I posted the following question on MSE, feeling that it perhaps isn't research level mathematics, but didn't get any bites. So, I am crossposting here.
The following ergodic theorem is well known.
Ergodic Theorem. Let $X$ be an ergodic (ie, irreducible and aperiodic) Markov chain on a countable state space $I$. Suppose that $X$ has an invariant distribution—$\pi$, say. Let $\mu$ be any distribution on $I$. Then,
$$ \mathbb P_i(X_t = j) \to \pi_j \quad\text{as}\quad t \to \infty \quad\text{for all}\quad i,j \in I. $$
In particular, since the limit exists, the invariant distribution is unique.
This is the way that I have seen uniqueness of the invariant distribution proved, eg via a coupling argument. It seems to me, though, that a direct, more algebraic, proof should exist.
Prove uniqueness of the invariant distirbution by direct, algebraic methods, not appealing to the probabilistic interpretation.
After all, it's just a system of linear equations!
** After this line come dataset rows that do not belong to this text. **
PR #70, opened 2018-11-23
ENH: AWS Worker independent of database

jorisvandenbossche:


jorisvandenbossche:
@kegl @aboucaud @glemaitre this should be ready for review.

It's working locally, with code like this:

I haven't been able to find one, but below are some of my thoughts on the matter. They're not super insightful, though...
Irreducibility is necessary, but aperiodicity isn't
- $\pi P = P \iff \pi (I + P)/2 = \pi$, so can just make the chain lazy
- this removes aperiodicity issues, and implies that the real part of any eigenvalue is non-negative
$\pi P = P \iff \pi(I - P) = 0 \iff (I - P^T) \pi^T = 0$
- so, we want to show that $I - P^T$ has a one-dimensional kernel
- this is equivalent to showing that the multiplicity of eigenvalue $1$ of $P^T$ is $1$
An invariant distribution can be constructed via the expected return times
- this is just a sufficient condition for $\pi P = \pi$ to hold
- I'm after a necessary condition
Naturally, I've also searched a lot online, including SE, but have not been successful
If anyone can point me to a good reference online, or give a proof—or even an outline—that would be appreciated!